管理装置100は、判別した動作方法を、制御データ記憶部に記憶された制御データとともに、演算装置200に送信する。
演算装置200は、受信した情報に基づいて、天井クレーン装置1を動作させるための機械座標を計算する。演算装置200は、計算した機械座標をクレーン制御装置300に与える。クレーン制御装置300は、上述の移動用モータ31や昇降用モータ41a,41bを作動するサーボアンプを含む。クレーン制御装置300が、受け取った機械座標に基づいて移動用モータ31および昇降用モータ41a,41bを駆動する。
入庫動作において天井クレーン装置1は、保管番地最適アルゴリズムに従って決定された最適な保管番地にフレコンバッグ90を搬送する。保管番地は、上述のように最適出庫を考慮して決定されるため、出庫動作の際に、段積みされたフレコンバッグ90の積み替えを(極力)不要とすることができる。
また、演算装置200は、計算した機械座標をもとに、天井クレーン装置1の運転時間を計算する。これにより、天井クレーン装置1の運転時間が正確に分かるため、作業者は自動運転中に別の業務を行うことができる。

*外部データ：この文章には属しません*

PR #3932, opened 2020-06-05
Register themes

samelhusseini:
## The basics
- [x] I branched from develop

### Proposed Changes

Register themes so that they can be referenced by name in options, eg: 
```js
{
   theme: 'dark'
}
```
or can be referenced by name in the base theme: 
```js
{
    theme: {
         base: 'dark',
         fontStyle: {
               size: 30,
         }
    }
}
```

This also allows us to have a central repository of themes by name for the use of the playground. 

Because themes already are constructed by name, we can register them internally in the code, and developers don't have to worry about registering themes themselves.

### Reason for Changes

Playground listing themes.
Referencing themes by name.

### Test Coverage

Tested on:


core/utils/idgenerator.js
```diff
@@ -29,5 +29,5 @@ Blockly.utils.IdGenerator.nextId_ = 0;
  * @return {string} The next unique identifier.
  */
 Blockly.utils.IdGenerator.getNextUniqueId = function() {
-  return 'blockly:' + (Blockly.utils.IdGenerator.nextId_++).toString(36);
+  return 'blockly-' + (Blockly.utils.IdGenerator.nextId_++).toString(36);
```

管理装置100は、演算装置200から機械座標および運転時間の計算結果を受信し、フレコンバッグ90に詰められた内容物(保管品)の移動履歴を在庫履歴として記憶することが望ましい。保管品を預けているユーザが在庫履歴を確認可能とすることで、保管品の信頼性を向上させることができる。

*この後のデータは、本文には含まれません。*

Issue #3905, opened 2020-05-18
Convert workspace.resizesEnabled_ into a counter


rachel-fenichel:
**Is your feature request related to a problem? Please describe.**

Right now it's a boolean, which limits its usefulness since it is set and unset in multiple places.

**Describe the solution you'd like**

Change it from a boolean to a counter, following the model we use for events.

adroitwhiz:
I got started on this, and in the process uncovered two places in the codebase where resizes are disabled and never re-enabled, both in `flyout_base.js`: [in `createBlock`](https://github.com/google/blockly/blob/52b818ed67c5bfa7fd73edf2b067649b8b1f447b/core/flyout_base.js#L641) and [in `placeNewBlock_`](https://github.com/google/blockly/blob/52b818ed67c5bfa7fd73edf2b067649b8b1f447b/core/flyout_base.js#L801) (a search for `terminateDrag` reveals nothing other than that one comment).

rachel-fenichel:
`createBlock` is called in [Blockly.Gesture.updateIsDraggingFromFlyout_](https://github.com/google/blockly/blob/develop/core/gesture.js#L326).  That's called in `updateIsDraggingBlock_`, and if it returned true, `startDraggingBlock_` is called.

`terminateDrag` is probably referring to [Blockly.BlockDragger.prototype.endBlockDrag](https://github.com/google/blockly/blob/develop/core/block_dragger.js#L246), which does re-enable resizes.

Having the disable in both `createBlock` and `placeNewBlock_` does seem wrong, since `placeNewBlock_` is only called from `createBlock`.

`createBlock is also called in one other place, [Blockly.navigation.insertFromFlyout](https://github.com/google/blockly/blob/52b818ed67c5bfa7fd73edf2b067649b8b1f447b/core/keyboard_nav/navigation.js#L219), and that one is definitely not balanced correctly.

With that extra information, how do you suggest balancing enable and disable calls here?

adroitwhiz:
I'm iffy on the idea of tracking a resizes-enabled counter across functions-- as far as I can tell, all `Blockly.Events.disable()` and `Blockly.Events.enable()` pairs (the existing usages of a counter-based system) occur within the same function.

Already, many calls to disable/enable events are [wrapped in try-finally blocks](https://github.com/google/blockly/pull/348) to prevent events from being permanently disabled just in case any exceptions are thrown.

[...]

PR #3933, opened 2020-06-05
Convert workspace.resizesEnabled_ into a counter

adroitwhiz:
## The basics

- [x] I branched from develop

## The details

This PR converts `WorkspaceSvg.setResizesEnabled` to use a counter internally to check whether resizes are enabled, in the same way events currently do.

### Resolves

Resolves https://github.com/google/blockly/issues/3905

### Proposed Changes

There are four parts here:
- Make `setResizesEnabled` use a counter instead of a simple boolean.
- Modify methods in `flyout_base.js` to properly reenable resizes after disabling them.
- Wrap all code before `setResizesEnabled(true)` in `try` blocks, and place `setResizesEnabled(true)` inside `finally` clauses
- Disable then reenable resizes inside `Blockly.Gesture.updateIsDraggingBlock_`

### Reason for Changes

- Make `setResizesEnabled` use a counter instead of a simple boolean.
  - Currently, many call sites disable and then reenable workspace resizing. This limits its usefulness and can lead to bugs-- for instance, if an outer function disables resizing, calls an inner function, then does some other stuff and reenables resizing, but the inner function also disables and reenables resizing, then everything that happens after the inner function is called could break if it expects resizing to be disabled.
  - The new behavior is more "stack-like"-- if workspace resizing is disabled twice, for instance, it must also be reenabled twice.
- Modify methods in `flyout_base.js` to properly reenable resizes after disabling them.
  - Previously, both `Flyout.createBlock` and `Flyout.placeNewBlock_` disabled resizes and then never reenabled them, expecting it to be done by `endBlockDrag`.
  - If you placed a block with keyboard navigation, or clicked a block on an autoclosing flyout to place it without dragging it, this would never happen. This is worse now because if you forget to match every `setResizesEnabled(false)` with a `setResizesEnabled(true)`, resizes will *never* be reenabled.
  - Now, `Flyout.createBlock` doesn't disable resizes, and `Flyout.placeNewBlock_` reenables resizes itself.
- Wrap all code before `setResizesEnabled(true)` in `try` blocks, and place `setResizesEnabled(true)` inside `finally` clauses
  - This ensures that even if code throws, resizes will always be reenabled.
- Disable then reenable resizes inside `Blockly.Gesture.updateIsDraggingBlock_`
  - This is the one I'm the least happy about. Since `Flyout.createBlock` now reenables resizes, we need a way to make sure that the workspace doesn't get resized between `createBlock` and `startBlockDrag`. This new behavior of disabling workspace resizes before the block is created and reenabling them after `startBlockDrag` is called does the job, but it relies on the new counter behavior: it knows that after `startBlockDrag` is called, `setResizesEnabled(true)` won't *actually* resize the workspace since `startBlockDrag` also disables resizes--it only "balances out" the `setResizesEnabled(false)` from earlier.
  - If you have an idea for how to do this more cleanly, I'd be glad to do that instead.

### Test Coverage

Tested on:

* Desktop Firefox

### DIFF
--- a/core/xml.js
+++ b/core/xml.js
@@ -383,10 +383,13 @@ Blockly.Xml.textToDom = function(text) {
  */
 Blockly.Xml.clearWorkspaceAndLoadFromXml = function(xml, workspace) {
   workspace.setResizesEnabled(false);
-  workspace.clear();
-  var blockIds = Blockly.Xml.domToWorkspace(xml, workspace);
-  workspace.setResizesEnabled(true);
-  return blockIds;
+  try {
+    workspace.clear();
+    var blockIds = Blockly.Xml.domToWorkspace(xml, workspace);
+    return blockIds;
+  } finally {
+    workspace.setResizesEnabled(true);
+  }
 };
 
 /**
@@ -478,11 +481,12 @@ Blockly.Xml.domToWorkspace = function(xml, workspace) {
       Blockly.Events.setGroup(false);
     }
     Blockly.utils.dom.stopTextWidthCache();
+    // Re-enable workspace resizing.
+    if (workspace.setResizesEnabled) {
+      workspace.setResizesEnabled(true);
+    }
   }
-  // Re-enable workspace resizing.
-  if (workspace.setResizesEnabled) {
-    workspace.setResizesEnabled(true);
-  }
+
   Blockly.Events.fire(new Blockly.Events.FinishedLoading(workspace));
   return newBlockIds;
 };
--- a/core/block_dragger.js
+++ b/core/block_dragger.js
@@ -217,34 +217,37 @@ Blockly.BlockDragger.prototype.dragBlock = function(e, currentDragDeltaXY) {
  * @package
  */
 Blockly.BlockDragger.prototype.endBlockDrag = function(e, currentDragDeltaXY) {
-  // Make sure internal state is fresh.
-  this.dragBlock(e, currentDragDeltaXY);
-  this.dragIconData_ = [];
-  this.fireDragEndEvent_();
+  try {
+    // Make sure internal state is fresh.
+    this.dragBlock(e, currentDragDeltaXY);
+    this.dragIconData_ = [];
+    this.fireDragEndEvent_();
 
-  Blockly.utils.dom.stopTextWidthCache();
+    Blockly.utils.dom.stopTextWidthCache();
 
-  Blockly.blockAnimations.disconnectUiStop();
+    Blockly.blockAnimations.disconnectUiStop();
 
-  var delta = this.pixelsToWorkspaceUnits_(currentDragDeltaXY);
-  var newLoc = Blockly.utils.Coordinate.sum(this.startXY_, delta);
-  this.draggingBlock_.moveOffDragSurface(newLoc);
+    var delta = this.pixelsToWorkspaceUnits_(currentDragDeltaXY);
+    var newLoc = Blockly.utils.Coordinate.sum(this.startXY_, delta);
+    this.draggingBlock_.moveOffDragSurface(newLoc);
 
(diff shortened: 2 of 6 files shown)


core/xml.js
```diff
@@ -383,9 +383,13 @@ Blockly.Xml.textToDom = function(text) {
  */
 Blockly.Xml.clearWorkspaceAndLoadFromXml = function(xml, workspace) {
   workspace.setResizesEnabled(false);
-  workspace.clear();
-  var blockIds = Blockly.Xml.domToWorkspace(xml, workspace);
-  workspace.setResizesEnabled(true);
+  try {
+    workspace.clear();
+    var blockIds = Blockly.Xml.domToWorkspace(xml, workspace);
```
rachel-fenichel, line 388: Travis is complaining because this change the return type:

https://travis-ci.org/github/google/blockly/jobs/694866312#L9283

rachel-fenichel:
Disable then reenable resizes inside Blockly.Gesture.updateIsDraggingBlock_
> This is the one I'm the least happy about. Since Flyout.createBlock now reenables resizes, we need a way to make sure that the workspace doesn't get resized between createBlock and startBlockDrag. This new behavior of disabling workspace resizes before the block is created and reenabling them after startBlockDrag is called does the job, but it relies on the new counter behavior: it knows that after startBlockDrag is called, setResizesEnabled(true) won't actually resize the workspace since startBlockDrag also disables resizes--it only "balances out" the setResizesEnabled(false) from earlier.
> If you have an idea for how to do this more cleanly, I'd be glad to do that instead.

I think this isn't inherently problematic. Even if the outer set of disable/enable calls were to disappear, we would avoid one unnecessary resize from the createBlock.

Another option is just to disable resizes earlier in the gesture code, and reenable them later. Are there any paths through a gesture where resizing actually should be enabled? If not, what about disabling at start and reenabling at end?

adroitwhiz:
> Even if the outer set of disable/enable calls were to disappear, we would avoid one unnecessary resize from the createBlock.

> Another option is just to disable resizes earlier in the gesture code, and reenable them later. Are there any paths through a gesture where resizing actually should be enabled? If not, what about disabling at start and reenabling at end?

The issue is that the block is created (and hence resizes reenabled) before the gesture begins, so if resizes aren't disabled, the workspace will resize once when a block is dragged out of the flyout, causing the scrollbars to jump a bit:
Peek 2020-06-12 04-13

It looks like there's a `handleUp` function in `Gesture` which could be a place to reenable resizes, but no corresponding `handleDown` function, which means that ensuring that disabling/enabling resizes happens in pairs could be difficult. Is there a pair of matching functions in the gesture code that handles both the start and end of a drag?

rachel-fenichel:
Where do you see the block being created before the gesture begins? I know the block is created before the block dragger is created and used--is that what you're referring to?

Functions for starting gestures:
- [doStart](https://github.com/google/blockly/blob/master/core/gesture.js#L463) in gesture.js
- [handleFlyoutStart](https://github.com/google/blockly/blob/master/core/gesture.js#L665) in gesture.js
- [handleBlockStart](https://github.com/google/blockly/blob/master/core/gesture.js#L680) in gesture.js

If the gesture is in charge of resizes instead of the block dragger, you'll also need to reenable resizes in [cancel](https://github.com/google/blockly/blob/master/core/gesture.js#L597).

The way the various start functions work is that the mouse down handlers on fields, blocks, workspaces, etc call the corresponding handleSomethingStart function. So if you click on a field, you get a setStartField, handleBlockStart, handleWorkspaceStart. Mostly those just record which block, field, etc. was clicked--no action happens until it gets down to the workspace. When it gets down to the workspace, it calls `doStart`, and then registers event handlers for mouse moves and ups, and uses the recorded information to decide what the gesture was supposed to be.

以上説明したように、本実施の形態では、管理装置100において(少なくとも)各フレコンバッグ90の保管番地と品目情報とが管理されるので、フレコンバッグ90の誤出荷を防止することができる。また、管理装置100は、フレコンバッグ90の入庫時に、出庫順の経験値に基づく保管番地最適アルゴリズムで保管番地を決定するので、出庫時に効率良くフレコンバッグ90を搬送することができる。

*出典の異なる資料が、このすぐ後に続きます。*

Issue #3941, opened 2020-06-08
Add a function "workspace.refresh()"  


NavpreetDevpuri:
i was unable to refresh workspace after reinitialize a block by `Blockly.Blocks['a']`
then i found out that blocks inside workspace don't update but blocks inside toolbox are updating fine so, we need to refresh workspace after reinitializing a block.
As mentioned at https://github.com/google/blockly/issues/3940#issuecomment-640267246

1) A solution for refreshing workspace
    1) export xml of blocks 
    2) clear the workspace 
    3) reimport blocks from xml 
![HSgjRh9DEn](https://user-images.githubusercontent.com/30471072/83977682-0e2b7c80-a920-11ea-84f1-0e6166e440d4.gif)

2) A solution to refresh toolbox by using `workspace.refreshToolboxSelection()`
![YroRl89Pja](https://user-images.githubusercontent.com/30471072/83978042-5fd50680-a922-11ea-9e35-7d53052a607b.gif)

Now we can add a function `workspace.refresh()` something like 
```javascript
Blockly.Workspace.prototype.refresh() = function() {
    var xml = Blockly.Xml.workspaceToDom(this);
    this.clear();
    Blockly.Xml.domToWorkspace(xml, this);
    this.refreshToolboxSelection();
};
```

NavpreetDevpuri:
i don't know how to contribute means i don't know that putting this function into `blockly/core/workspace.js` is enough or i need to add it somewhere else also ?

genemars:
However, this can be achieved by triggering the window `resize` event:

```
window.dispatchEvent(new Event('resize'));
```
I have to use this as a workaround because Blockly is not resizing properly sometimes when used in Angular templates.

![Schermata del 2022-11-19 19-27-46](https://user-images.githubusercontent.com/6654265/202866060-f7a29d57-0917-46cc-aa3a-0e13ff869f44.png)

BeksOmega:
Hello @genemars ! This issue is slightly different from resizing the workspace. The person in this issue wanted all of the blocks on the workspace to update when they modified the block definition, which we do not generally want to support.

However, if you want to resize the workspace that is definitely supported. You can call `Blockly.svgResize(myWorkspace)`. I hope that helps!

genemars:
[...]

Issue #3940, opened 2020-06-07
Error while using workspace.removeBlockById()


NavpreetDevpuri:
i have a custom block with type `a`
```javascript 
Blockly.Blocks['a'] = {
        init: function() {
            this.appendValueInput("a1")
                .setCheck(null)
                .appendField(new Blockly.FieldDropdown([["aaa","0"], ["b","1"], ["c","2"]]), "a2");
            this.setColour(130);
            this.setTooltip("");
            this.setHelpUrl("");
        }
    };
    Blockly.JavaScript['a'] = function(block) {
        var dropdown_a2 = block.getFieldValue('a2');
        var value_a1 = Blockly.JavaScript.valueToCode(block, 'a1', Blockly.JavaScript.ORDER_ATOMIC);
        // TODO: Assemble JavaScript into code variable.
        var code = '...;\n';
        return code;
    };
```
i run `workspace.removeBlockById(workspace.getBlocksByType("a")[0].id)` in console and it show following error as shown in following gif 
![1tks3hbAD8](https://user-images.githubusercontent.com/30471072/83965004-37bbb800-a8ce-11ea-9a02-63d254079d7f.gif)

It should delete block

BeksOmega:
Hi! When filing an issue please fill out all of the pre-made sections. That helps people figure out what could be going on =)

Lucky for you someone else had the same problem a few weeks ago =) You want to use `block.dispose()` ([docs](https://developers.google.com/blockly/reference/js/Blockly.Block#dispose)) not `.removeBlockById`. As you can see [that function is package](https://developers.google.com/blockly/reference/js/Blockly.Workspace#removeBlockById).

I hope that helps! If you have any further problems (specifically related to disposing) I think it might be best to redirect your questions to the forums. Thank you :D

NavpreetDevpuri:
thanks for replying 
I want to achive something like "delete a block but don't want this deleted block goes into recyclebin"
thats why is used `.removeBlockById` 

mainly my main motive was to achive something like "update dropdown list of a block programmically" 
i was able to do that by simply reinitialize block by `Blockly.Blocks['a']` but this creates a problem that the blocks that are inside workspace those blocks just don't update in any way but those blocks that are inside toolbox are updated then i tried to delete those unchanged blocks and try to add new ones it works but then these deleted blocks just appears inside recyclebin.


now i just 
1) export xml of blocks 
2) clear the workspace 
3) reimport blocks from xml 
it works fine it update blocks.

[...]

PR #3945, opened 2020-06-09
added workspace.refresh()

NavpreetDevpuri:
## The basics

- [x] I branched from develop

### Resolves
https://github.com/google/blockly/issues/3941
https://github.com/google/blockly/issues/3940

### Proposed Changes

Now we can refresh workspace after changing some blocks 
VgbMcgh2y5

### Reason for Changes

There should be a way to refresh workspace after reinitialized a block by `Blockly.Blocks['block_name']`

### Test Coverage
Tested by using playground

Tested on:
Desktop Chrome
Desktop Firefox
Desktop Opera

### Documentation

Added new function into `Workspace` class
#### refresh
refresh() 
Refresh workspace after changing some blolcks.

### DIFF
--- a/core/workspace.js
+++ b/core/workspace.js
@@ -132,6 +132,15 @@ Blockly.Workspace.prototype.MAX_UNDO = 1024;
 Blockly.Workspace.prototype.connectionDBList = null;
 
 /**
+ * Refresh workspace after changing some blolcks.
+ */
+Blockly.Workspace.prototype.refresh = function() {
+  this.clear();
+  Blockly.Xml.domToWorkspace(Blockly.Xml.workspaceToDom(this), this);
+  this.refreshToolboxSelection();
+};
+
+/**
  * Dispose of this workspace.
  * Unlink from all DOM elements to prevent memory leaks.
  * @suppress {checkTypes}


core/workspace.js
```diff
@@ -131,6 +131,15 @@ Blockly.Workspace.prototype.MAX_UNDO = 1024;
  */
 Blockly.Workspace.prototype.connectionDBList = null;
 
+/**
+ * Refresh workspace after changing some blolcks.
+ */
+Blockly.Workspace.prototype.refresh = function() {
+  this.clear();
+  Blockly.Xml.domToWorkspace(Blockly.Xml.workspaceToDom(this), this);
```
samelhusseini, line 139: `workspaceToDom` after the workspace is cleared won't show anything. I believe what you're after is this: 
```
var xml = Blockly.Xml.workspaceToDom(this);
this.clear();
Blockly.Xml.domToWorkspace(xml, this);
```

Also, we need to handle the refresh of the trashcan if it is currently open.

@rachel-fenichel this seems reasonable to me, and is similar to what I'm doing in the new playground to refresh the workspace.
I wonder though, if there's a reason this functionality hadn't been added before, is there some piece of context we're missing here?

rachel-fenichel: We didn't have this function because clearing and reloading the workspace with the exact same blocks is almost never the correct thing to do (unless you're changing something core like whether there's a toolbox), and it's expensive.

If you need to rerender all of the blocks, you can get the list of blocks and call render on every one.

If you want to update a bunch of dropdowns, you can get the blocks by type and then update them.

If you want dynamic dropdowns, you can do that with the built-in dynamic dropdown functionality.

And so on.

In this [case](https://github.com/google/blockly/issues/3940), the goal appears to be to do dynamic dropdowns. Redefining the block is an extremely heavy-handed way to accomplish this, and the library provides several other ways to do it, including dynamic dropdowns and mutators.

samelhusseini: Thanks for the context @rachel-fenichel. 
I agree that, although this appears harmless, it encourages behaviour that yields to poor performance. 
Happy to add it when we get a case where there isn't a better alternative, but for now, with all the cases we know of listed above, there shouldn't be a reason for clearing all blocks and re-adding them.

NavpreetDevpuri: @rachel-fenichel i tried as you suggested before thinking about workspace.refresh() 
Here is an example when i get blocks by id and try to call render on it and nothing happened 
RTWcUxbflM

NavpreetDevpuri: By using `workspace.refresh()` we don't need to worry about anything like getting blocks by types and changing them and then try to rerender those blocks in toolbox, workspace's area and trashcan also.

samelhusseini: Have you tried using a function to populate the list of options in the `FieldDropdown`, also known as dynamic dropdowns: 
https://developers.google.com/blockly/guides/create-custom-blocks/fields/built-in-fields/dropdown#dynamic_dropdowns

NavpreetDevpuri: actually i want full control of it i want to change full appearance of blocks. I want to update those blocks dynamically may be need to change color or may be want to change full functionality just need to redefine blocks.

rachel-fenichel: https://developers.google.com/blockly/guides/create-custom-blocks/web/mutators

Mutators give you even deeper control over your blocks.

If you want this functionality instead of using any of the other ways the library can help you out, you should implement it in your own app, since the functions you need to call are public.

NavpreetDevpuri: thanku
i will try it.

なお、保管番地最適アルゴリズムは、フレコンバッグ90の内容物の種類(たとえば、米などの農業用品、樹脂ペレットなどの工業用品、砂などの土木建材用品、など)に応じて定められ得る。また、より効率の良い搬入・搬出を実現するために、フレコンバッグ90の出庫履歴をAIに学習させて、保管番地最適アルゴリズムを更新することが望ましい。
本実施の形態では、天井クレーン装置1による搬送対象の保管品がフレコンバッグである例を示したが、フレコンバッグ以外の物(重量物)を搬送・段積みするケースであっても上述の技術を適用可能である。
今回開示された実施の形態はすべての点で例示であって制限的なものではないと考えられるべきである。本発明の範囲は上記した説明ではなくて特許請求の範囲によって示され、特許請求の範囲と均等の意味および範囲内でのすべての変更が含まれることが意図される。